Nell’intersezione tra il piano personale e quello pubblico, vorrei poter dare il mio contributo alla rinascita, vorrei sentirmi utile. Una maniera è mediante l’attenzione verso le giovani generazioni. In queste settimane ho dovuto fare delle lezioni telematiche, anche se non rappresentano il fulcro della mia attività lavorativa, e il contatto con gli studenti, in queste giornate difficili, mi ha per l’ennesima volta confermato l’importanza del lavoro educativo. Dall’altra parte dello schermo, sto assistendo alla dedizione e all’impegno quotidiano con cui gli insegnanti di mia figlia cercano di offrire ai loro studenti “maturandi” una parvenza di normalità. Per farlo, si sono dovuti reinventare un ruolo e han dovuto acquisire nuove competenze, e sappiamo quanto questo sia difficile. Credo che non dovremmo perdere questo slancio a sentirci e a metterci al servizio delle nuove generazioni, sia attraverso il potenziamento dei sistemi e degli strumenti educativi, sia per preservare il pianeta in cui viviamo, l’unico che abbiamo a disposizione e che possiamo lasciare in eredità a chi verrà dopo di noi.

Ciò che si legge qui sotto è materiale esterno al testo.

PR #1201, opened 2023-03-16
feat(select): customize the display text for disabled text

zonemeen:
I have a project that needs to use a custom disabled text for the `Select` type. As shown below

image

### DIFF
--- a/packages/select/src/index.mts
+++ b/packages/select/src/index.mts
@@ -17,7 +17,12 @@ import figures from 'figures';
 import ansiEscapes from 'ansi-escapes';
 
 type SelectConfig = AsyncPromptConfig & {
-  choices: { value: string; name?: string; description?: string; disabled?: boolean }[];
+  choices: {
+    value: string;
+    name?: string;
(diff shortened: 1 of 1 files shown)


packages/select/src/index.mts
```diff
@@ -79,7 +84,9 @@ export default createPrompt<string, SelectConfig>((config, done) => {
     .map(({ name, value, disabled }, index) => {
       const line = name || value;
       if (disabled) {
-        return chalk.dim(`- ${line} (disabled)`);
+        return chalk.dim(
+          `- ${line} (${typeof disabled === 'string' ? disabled : 'disabled'})`
```
SBoudrias, line 88:
```suggestion
          `- ${line} ${typeof disabled === 'string' ? disabled : '(disabled)'}`
```

I think that might be preferable so that we also allow customizing the `()` at the same time.

SBoudrias (approved):

SBoudrias:
Thanks for the PR!

PR #1203, opened 2023-03-22
docs(select): update usage description

zonemeen:


SBoudrias (approved):
Ah great, thanks for following up with the doc!

PR #1204, opened 2023-03-25
fix broken links

henryhu712:


SBoudrias:
Ohh thanks! Missed those 😄

PR #1209, opened 2023-04-09
Fixes a tiny error in the readme.

TheShiningBoots:
The readme contains the lines:
```sh
npm install --save inquirer@^8.0.0
```
which returns an error when executed, due to the `^`, this pr gets rid of the '^' and make it work like how its supposed to.

```
Running npm install --save inquirer@^8.0.0 returns with error
no matches found: inquirer@^8.0.0
```

Note: this is my first PR so there may be some errors or me not following best practices


SBoudrias:
Hi, I just tried this command myself and it works. The `^` character means the latest minor version of the specified major. This should resolve to `8.2.5` today.

Do you have an `.npmrc` or a proxy on npm APIs that would be non-standard? A version should be resolved.

Issue #1207, opened 2023-04-08
Feature request: Support for transformer function for confirm type


remisture:
Could you please add support for transforming the output for confirm types?

```javascript
await inquirer.prompt({
	type: 'confirm',
	name: 'proceed',
	message: 'Continue?',
	default: true,
	transformer: (answer) => (answer ? '👍' : '👎'),
});
```

hjain5164:
@SBoudrias I would like to work on this feature. Can I go ahead?

hjain5164:
I created a [PR](https://github.com/SBoudrias/Inquirer.js/pull/1212) for this issue. @SBoudrias please review and let me know if there are any modifications required.

hjain5164:
@SBoudrias I think this issue can be closed now since the fix is made in the PR #1212

remisture:
Thanks, @hjain5164 :)

PR #1212, opened 2023-04-16
added transform feature for confirm prompts

hjain5164:
PR for the [Feature request: Support for transformer function for confirm type #1207](https://github.com/SBoudrias/Inquirer.js/issues/1207)

The following changes are made:
- Updated the pizza.js file in the examples of confirm prompt.
- Added the transform default function to the Base class to extend this feature to other prompts if and when required. By default, it will return the value as is.
- Updated confirm.js file to allow support of transforming the output, if the user has provided a transformation function.
- Added a test case for this feature as well.

### DIFF
--- a/README.md
+++ b/README.md
@@ -269,7 +269,7 @@ Choices whose property `disabled` is truthy will be unselectable. If `disabled` 
 
 #### Confirm - `{type: 'confirm'}`
 
-Take `type`, `name`, `message`, `transformer`, [`default`] properties. `default` is expected to be a boolean if used.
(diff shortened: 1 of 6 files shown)


SBoudrias:
Hey @hjain5164 thanks for sending a PR!

Would you mind updating the documentation as well?

hjain5164:
@SBoudrias Sure, I will update the documentation as well.

hjain5164:
Hey, @SBoudrias made the changes in the documentation and refactored the code a little bit for better readability and scalability. Let me know if there are any more changes required.

SBoudrias:
Thanks!

PR #1219, opened 2023-05-04
Fix CommonJS file content

### LINKED ISSUE #1218: The dist files for CommonJS are not correct
CleanShot 2023-05-04 at 15 10 58@2x

As you can see here https://www.jsdelivr.com/package/npm/@inquirer/core?tab=files&path=dist%2Fcjs, it runs `require("./lib/screen-manager.mjs")` for importing modules.

This might be related to:

- https://github.com/microsoft/TypeScript/issues/49462

Or we could consider other tools. For example https://github.com/egoist/tsup.

### How to reproduce

```js
// Use CommonJS, and run this line
const {input} = require('@inquirer/prompts');
```

LitoMore:
Fixes #1218 

This is a quick fix for CommonJS files. We could consider using other tools in the future.

### DIFF
--- a/tools/rename-ext.mts
+++ b/tools/rename-ext.mts
@@ -1,5 +1,5 @@
 import path from 'node:path';
-import fs from 'node:fs';
+import fs from 'node:fs/promises';
 import { globby } from 'globby';
 import * as url from 'node:url';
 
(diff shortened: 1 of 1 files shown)


SBoudrias (approved):
Ugh, TS and ESM is so painful 🤦🏻

PR #1220, opened 2023-05-04
Support Node.js 20

LitoMore:
The `yarn test` script will fail on Node.js 20. This is because:

- https://github.com/TypeStrong/ts-node/issues/1997

I changed the command to `node --loader ts-node/esm` for running scripts.

I also added `--no-warnings=ExperimentalWarning` to suppress those experimental warnings.

### Changes

- Add Node.js 20 to GitHub Actions
- Change `fix-ext` to `node --no-warnings=ExperimentalWarning --loader ts-node/esm ../../tools/rename-ext.mts`

### DIFF
--- a/.github/workflows/main.yml
+++ b/.github/workflows/main.yml
@@ -7,6 +7,7 @@ jobs:
       fail-fast: false
       matrix:
         node-version:
+          - 20
           - 18
           - 16
           - 14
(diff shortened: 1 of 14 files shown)


SBoudrias (approved):
Thanks!

PR #1222, opened 2023-05-04
Allow async transformer function for input

knpwrs:


SBoudrias:
Hey @knpwrs thanks for the PR!

Render functions aren't async, so they can't rely on `await`. I also think this would be a pretty bug UX issue. If the transform is not synchronous, the typing will feel very laggy.

Do you have more details about what you're trying to achieve?

knpwrs:
Ah, my apologies. I didn't actually test this code, I just took a quick peek at the surrounding context and thought I saw an `async` so I could just `await`.

What I was looking to achieve is to run the result through https://github.com/ranisalt/node-argon2. Now that I think about it I think the proper solution is thus:

```ts
const password = await argon2.hash(await password({ message: 'Password:' }), { type: argon2.argon2id });
```

I didn't even modify the right prompt! Talk about firing from the hip.

Apologies for the PR noise!

PR #1228, opened 2023-05-08
Comment skipped tests out

LitoMore:
To fix the failing CI https://github.com/SBoudrias/Inquirer.js/actions/runs/4910589207.

I'm also checking why the test `prevent returning promises from useEffect hook` fails.

### How to reproduce the failing CI

```sh
# project root
CI=true yarn test
```

The documentation of this behavior can be found at https://vitest.dev/guide/cli.html#options, the `--allowOnly` option.

The `--allowOnly` will be set to `false` when in CI.

### DIFF
--- a/packages/core/core.test.mts
+++ b/packages/core/core.test.mts
@@ -188,52 +188,52 @@ describe('createPrompt()', () => {
 });
 
 describe('Error handling', () => {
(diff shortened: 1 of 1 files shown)


SBoudrias:
Fixed it properly with that commit.

PR #1229, opened 2023-05-09
fix: checkbox ts type prompt error

zonemeen:
The checkbox ts type prompt error.


zonemeen:
No error is reported when using it, it's the typescript prompt in my Webstorm editor that reports an error.

SBoudrias:
Hum weird, it works fine in VSCode for me. Maybe check you're using the workspace typescript version?

I'll close this PR since the solution change the expected behaviour, and it doesn't impact end users/CI.

Issue #1230, opened 2023-05-10
Does `select` in @inquirer/prompts support separators?


tohagan:
The old list feature included a special seperator do you know if that is supported or planned?

SBoudrias:
Hi! This is a feature I haven't ported yet; but I'm planning to.

If you (or another community member) want to send a PR to introduce this go ahead! I'll help review and merging ASAP. The new prompt uses the same paginator component, so it shouldn't be too hard to port over 🤞🏻

SBoudrias:
Hey, this is now added back to the `select` and `checkbox` prompts.

(@zonemeen there's still rawlist where we need to backport the feature if you're willing to help; I'm disconnecting for today! Cheers!)

tohagan:
Oh that's AWESOME!!! Thank you very much!

zonemeen:
Sorry, I didn't notice this message.😂 And whether to add the corresponding test?

SBoudrias:
Yeah unit test is something I want to add to all prompts eventually. With my time for now, I'm still priorizing backward compatibility issues as they come up.

PR #1231, opened 2023-05-12
feat: support separator in select prompt

zonemeen:
Initial solution on https://github.com/SBoudrias/Inquirer.js/issues/1230

If this solution works, I will add it to the rest of the prompts.

### DIFF
--- a/packages/core/src/index.mts
+++ b/packages/core/src/index.mts
@@ -109,11 +109,6 @@ export type ResolvedPromptConfig = {
   validate: (value: string) => boolean | string | Promise<string | boolean>;
 };
 
-export type SeparatorType = {
-  type?: string;
-  separator?: string;
-};
-
 export function createPrompt<Value, Config extends AsyncPromptConfig>(
   view: (
     config: Config & ResolvedPromptConfig,
--- a/packages/core/src/index.mts
+++ b/packages/core/src/index.mts
@@ -7,6 +7,7 @@ import { getPromptConfig } from './lib/options.mjs';
 export { usePrefix } from './lib/prefix.mjs';
 export * from './lib/key.mjs';
 export * from './lib/Paginator.mjs';
+export * from './lib/Separator.mjs';
 
 export type InquirerReadline = readline.ReadLine & {
   output: MuteStream;
@@ -106,6 +107,11 @@ export type AsyncPromptConfig = {
 export type ResolvedPromptConfig = {
   message: string;
   validate: (value: string) => boolean | string | Promise<string | boolean>;
+};
+
+export type SeparatorType = {
+  type?: string;
+  separator?: string;
 };
 
 export function createPrompt<Value, Config extends AsyncPromptConfig>(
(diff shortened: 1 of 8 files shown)


packages/core/src/index.mts
```diff
@@ -108,6 +109,11 @@ export type ResolvedPromptConfig = {
   validate: (value: string) => boolean | string | Promise<string | boolean>;
 };
 
+export type SeparatorType = {
+  type?: string;
```
SBoudrias, line 113: I think this must be `type: 'separator'` since it cannot/shouldn't be anything else.

SBoudrias, line 113: I think this must be `type: 'separator'` since it cannot/shouldn't be anything else.

```suggestion
  type: 'separator';
```

packages/core/src/lib/Separator.mts
```diff
@@ -0,0 +1,17 @@
...
+import figures from 'figures';
+
+/**
+ * Separator object
+ * Used to space/separate choices group
+ */
+
+export class Separator {
+  separator = '';
+  type: string;
```
SBoudrias, line 11:
```suggestion
  separator = chalk.dim(new Array(15).join(figures.line));
  type = 'separator';
```

packages/core/src/lib/Separator.mts
```diff
@@ -0,0 +1,17 @@
...
+
+  constructor(line: string) {
+    this.type = 'separator';
+    this.separator = chalk.dim(line || new Array(15).join(figures.line));
```
SBoudrias, line 15:
```suggestion
  constructor(separator?: string) {
    if (separator) {
        this.separator = separator;
    }
```

packages/select/src/index.mts
```diff
@@ -49,7 +53,11 @@ export default createPrompt<string, SelectConfig>((config, done) => {
       const offset = isUpKey(key) ? -1 : 1;
       let selectedOption;
 
-      while (!selectedOption || selectedOption.disabled) {
+      while (
+        !selectedOption ||
+        selectedOption.disabled ||
+        selectedOption.type === 'separator'
```
SBoudrias, line 59: This logic is reused ~3 times. Let's extract to a utility `isSelectableChoice()`

packages/select/src/index.mts
```diff
@@ -81,14 +93,18 @@ export default createPrompt<string, SelectConfig>((config, done) => {
...
+    .map(({ name, value, disabled, type, separator }, index) => {
       const line = name || value;
       if (disabled) {
         return chalk.dim(
           `- ${line} ${typeof disabled === 'string' ? disabled : '(disabled)'}`
         );
       }
 
+      if (type === 'separator') {
+        return ` ${separator}`;
```
SBoudrias, line 105: Do we need/should we force a whitespace prefix? (genuinely asking if that's what most users would expect; I'm not sure)

SBoudrias:
I went ahead addressing my PR comments. Hoping to get this in today!

Thanks for sending the PR and doing most of the work, it definitively helped!

zonemeen:
Nice work! I'm also happy to be involved in boosting Inquirer.js.

PR #2041, opened 2026-03-19
bug(external-editor): External editor incorrectly parses editor to open when a full path is used and contains spaces

### LINKED ISSUE #2040: Bug: External editor incorrectly parses editor to open when a full path is used and contains spaces
## Current Behavior
Using either `process.env['VISUAL']` or `process.env['EDITOR']` you can manipulate which program prompt/editor will open. Although when doing this and using a full path that contains a space, the way the external-editor parses the executable is not taking into account paths with spaces. So doing something like this:
```typescript
process.env['VISUAL'] = '"C:\\Program Files (x86)\\Notepad++\\notepad++.exe"';

const fileContents = await editor({
  message: 'Enter file contents in Notepad++'
});
```

Results in an error like this:
```
Error: spawn "C:\Program ENOENT
    at ChildProcess._handle.onexit (node:internal/child_process:285:19)
    at onErrorNT (node:internal/child_process:483:16)
    at process.processTicksAndRejections (node:internal/process/task_queues:90:21)
Emitted 'error' event on ChildProcess instance at:
    at ChildProcess._handle.onexit (node:internal/child_process:291:12)
    at onErrorNT (node:internal/child_process:483:16)
    at process.processTicksAndRejections (node:internal/process/task_queues:90:21) {
  errno: -4058,
  code: 'ENOENT',
  syscall: 'spawn "C:\\Program',
  path: '"C:\\Program',
  spawnargs: [
    'Files',
    '(x86)\\Notepad++\\notepad++.exe"',
    'C:\\Users\\Jordan.TB\\AppData\\Local\\Temp\\ddb2eddb-8082-4c59-8c79-1d93f4c6b8be.txt'
  ]
}
```

You can see it splits at the first space even within quotes, and it's trying to use the remaining part of the path as arguments.

## Expected Behavior
The way the external-editor parses the command should only split spaces if it's NOT within quotes. So if I were to change process.env['VISUAL'] like this WITHOUT quotes I should expect the same error:
```typescript
process.env['VISUAL'] = 'C:\\Program Files (x86)\\Notepad++\\notepad++.exe';
```

Although if I introduce quotes this should open notepad++ no problem:
```typescript
process.env['VISUAL'] = '"C:\\Program Files (x86)\\Notepad++\\notepad++.exe"';
```

Quotes are definitely still needed either way, but it's still parsing the same way with or without them.

## Proposed Solution
Update the `splitStringBySpace` function to ignore splitting spaces if the space is within quotes

JordanW9232:
Tweak logic for splitting spaces when determining editor to open so that it will not split a space if it's inside quotes
Add unit tests for `determineEditor`

Closes #2040

### DIFF
--- a/packages/external-editor/src/index.ts
+++ b/packages/external-editor/src/index.ts
@@ -9,6 +9,7 @@ import { CreateFileError } from './errors/CreateFileError.ts';
 import { LaunchEditorError } from './errors/LaunchEditorError.ts';
 import { ReadFileError } from './errors/ReadFileError.ts';
 import { RemoveFileError } from './errors/RemoveFileError.ts';
+import { parseEditorCommand } from './parse-editor-command.ts';
 
 export interface IEditorParams {
   args: string[];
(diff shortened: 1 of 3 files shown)


SBoudrias:
Thanks!!

PR #2109, opened 2026-05-07
fix: reset cursor to column 0 after prompt completes (Windows)

### LINKED ISSUE #2108: Windows: cursor not reset to column 0 after prompt completes — garbled output on wrapped lines
## Description

After an `inquirer.prompt()` call completes on Windows terminals, the cursor is left at the column where the rendered answer text ended. If the prompt + answer text wraps past the terminal width, all subsequent output (via `console.log`, `logInfo`, etc.) starts at the wrong horizontal offset instead of column 0.

This only manifests on Windows terminals because `\n` (LF) on Windows moves the cursor down but does **not** reset to column 0. On Linux/macOS terminals, `\n` resets the column as a side effect, masking the issue.

## Reproduction

Run a checkbox prompt where the rendered answer wraps across the terminal:

```js
import inquirer from "inquirer";

const { selected } = await inquirer.prompt([
  {
    type: "checkbox",
    name: "selected",
    message: "Select editors:",
    choices: [
      { name: "Claude Code (detected)", value: "claude", checked: true },
      { name: "Cursor (detected)", value: "cursor", checked: true },
      { name: "VS Code (detected)", value: "vscode", checked: true },
      { name: "opencode (detected)", value: "opencode", checked: true },
    ],
  },
]);

console.log("info: This line should start at column 0");
console.log("info: And so should this one");
```

### Expected output (Linux / macOS)

```
✔ Select editors: Claude Code (detected), Cursor (detected), VS Code (detected), opencode (detected)
info: This line should start at column 0
info: And so should this one
```

### Actual output (Windows)

```
✔ Select editors: Claude Code (detected), Cursor (detected), VS Code (detected), opencode (detected)
                                                                                                      info: This line should start at column 0
                                                                                                                                               info: And so should this one
```

Each line starts at the column where the previous line ended, producing garbled output that shifts further to the right with each line.

## Root cause

In `dist/ui/prompt.js`, the `onClose` handler writes `cursorShow` and closes the readline interface, but never resets the cursor column:

```js
const onClose = () => {
  process.removeListener('exit', onForceClose);
  rl.removeListener('SIGINT', onForceClose);
  rl.setPrompt('');
  rl.output.unmute();
  rl.output.write(cursorShow);
  rl.output.end();
  rl.close();
  // ← missing: cursorTo(rl.output, 0) or equivalent
};
```

## Suggested fix

Add a `cursorTo(rl.output, 0)` call before `rl.output.end()`:

```js
import { cursorTo } from "node:readline";

const onClose = () => {
  process.removeListener('exit', onForceClose);
  rl.removeListener('SIGINT', onForceClose);
  rl.setPrompt('');
  rl.output.unmute();
  rl.output.write(cursorShow);
  cursorTo(rl.output, 0);  // reset cursor to column 0
  rl.output.end();
  rl.close();
};
```

This is a no-op on terminals where `\n` already resets the column, and fixes the garbled output on Windows.

## Workaround

We're currently calling `cursorTo(process.stdout, 0)` from `node:readline` after every `inquirer.prompt()` call in our codebase, guarded by `process.stdout.isTTY`:

```js
import { cursorTo } from "node:readline";

const answers = await inquirer.prompt([...]);
if (process.stdout.isTTY) cursorTo(process.stdout, 0);
```

## Environment

- **inquirer:** 13.4.2
- **OS:** Windows 11 (Windows Terminal, PowerShell 7)
- **Runtime:** Bun 1.3.13 (also reproducible with Node.js)
- **Affects all prompt types:** checkbox, list, input, confirm — they all share the same `onClose` path

rhuanbarreto:
## Summary

On Windows terminals, after a prompt completes, all subsequent console output starts at the wrong horizontal offset — producing garbled output. This happens because `\n` on Windows moves the cursor down **without** resetting to column 0 when the rendered prompt+answer text wraps past the terminal width.

Fixes #2108

### `packages/inquirer/src/ui/prompt.ts` (legacy API)

Added `readline.cursorTo(rl.output, 0)` in the `onClose` handler before `rl.output.end()`:

```diff
 const onClose = () => {
   ...
   rl.output.write(cursorShow);
+  // Reset cursor to column 0 — on Windows, \n does not reset column after line wrap
+  readline.cursorTo(rl.output, 0);
   rl.output.end();
   rl.close();
 };
```

### `packages/core/src/lib/screen-manager.ts` (modern `@inquirer/*` API)

Appended `cursorLeft` (already exported from `@inquirer/ansi` as `\x1b[G`) to the `done()` output before `cursorShow`:

```diff
 let output = cursorDown(this.extraLinesUnderPrompt);
 output += clearContent ? eraseLines(this.height) : '\n';
+output += cursorLeft;
 output += cursorShow;
```

### `packages/core/core.test.ts`

Updated the `'allow cleaning the prompt after completion'` assertion to include the new `cursorLeft` in the expected raw output.

## Why this is safe

- `cursorLeft` (`\x1b[G`) is a no-op when the cursor is already at column 0, which is the case on Linux/macOS where `\n` resets the column automatically
- The escape sequence is standard ANSI CSI and supported by all modern terminals
- Affects all prompt types (checkbox, list, input, confirm, etc.) since they all share the same close/done path

## Reproduction

See #2108 for the full reproduction case and screenshots. In short: any prompt whose rendered answer wraps past the terminal width on Windows produces garbled output for all subsequent `console.log` calls.

### DIFF
--- a/packages/core/core.test.ts
+++ b/packages/core/core.test.ts
@@ -23,7 +23,7 @@ import {
   makeTheme,
   type Status,
 } from './src/index.ts';
-import { cursorShow, eraseLines } from '@inquirer/ansi';
+import { cursorLeft, cursorShow, eraseLines } from '@inquirer/ansi';
 
 describe('createPrompt()', () => {
   it('onKeypress: allow to implement custom behavior on keypress', async () => {
@@ -489,7 +489,7 @@ describe('createPrompt()', () => {
     events.keypress('enter');
 
     await expect(answer).resolves.toEqual('done');
-    expect(getScreen({ raw: true })).toEqual(eraseLines(1) + cursorShow);
+    expect(getScreen({ raw: true })).toEqual(eraseLines(1) + cursorLeft + cursorShow);
   });
 
   it('clear timeout when force closing', { timeout: 1000 }, async () => {
--- a/packages/core/src/lib/screen-manager.ts
+++ b/packages/core/src/lib/screen-manager.ts
@@ -1,6 +1,13 @@
 import { stripVTControlCharacters } from 'node:util';
 import { breakLines, readlineWidth } from './utils.ts';
-import { cursorDown, cursorUp, cursorTo, cursorShow, eraseLines } from '@inquirer/ansi';
+import {
+  cursorDown,
+  cursorLeft,
+  cursorUp,
+  cursorTo,
+  cursorShow,
+  eraseLines,
+} from '@inquirer/ansi';
 import type { InquirerReadline } from '@inquirer/type';
 
 const height = (content: string): number => content.split('\n').length;
@@ -97,6 +104,11 @@ export default class ScreenManager {
 
     let output = cursorDown(this.extraLinesUnderPrompt);
     output += clearContent ? eraseLines(this.height) : '\n';
+    // Reset cursor to column 0. On Windows terminals, \n moves the cursor
+    // down without resetting the column when the rendered prompt+answer
+    // wraps past the terminal width. Without this, all subsequent output
+    // starts at the wrong horizontal offset.
+    output += cursorLeft;
     output += cursorShow;
     this.write(output);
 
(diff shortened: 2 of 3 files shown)


SBoudrias (approved):
Thanks for sending a fix!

Da un punto di vista strettamente personale, io vorrei incontrare tutte le persone che in queste settimane non ho potuto abbracciare, ma vorrei anche incontrare le persone che non vedo da tempo, o quelle che non ho mai visto, come le mie amiche virtuali. E vorrei ridere con loro.


12. Come percepisci il cambiamento negli altri? Quali sono le domande che ti sei posta/o a questo riguardo e alle quali non avevi mai pensato prima?


E' difficile percepire il cambiamento negli altri, anche se mi auguro che le mie riflessioni riportate nel punto precedente siano largamente condivisibili. Una riflessione generale che tutti noi dovremmo fare riguarda l’enorme valore della democrazia e della libertà. Attenzione però, non la libertà di poter fare incondizionatamente quello che voglio, ma la libertà rispettosa dell’altro, che finisce dove comincia quella del mio prossimo, che sia il mio vicino di casa, o il mio concittadino, o il mio collega. Dove porre questo limite? Non dobbiamo cedere alla tentazione di barattare la libertà in nome del controllo dell’altro, del diverso da me. Attenzione ad usare, anche per scherzo, espressioni come “abolizione del suffragio universale”. Ma nello stesso tempo, attenzione a non calpestare la libertà degli altri, in nome di un individualismo diffuso che mette prepotentemente l’Io al centro del mondo. Dove finisce la mia libertà e comincia quella degli altri? E' una domanda che dovremmo avere sempre ben presente, e che forse abbiamo dimenticato da tempo di porre a noi stessi. E quando finalmente potremo pensare a questi giorni come al nostro passato, auspico che oltre a ricordare chi ha messo la propria vita, le proprie competenze, le proprie mani a servizio di tutti noi, ricorderemo anche chi, nei massimi momenti di sconforto collettivo di fronte all’orrore in cui ci trovavamo immersi, non ha parlato e agito per il bene comune ma per un gretto tornaconto personale.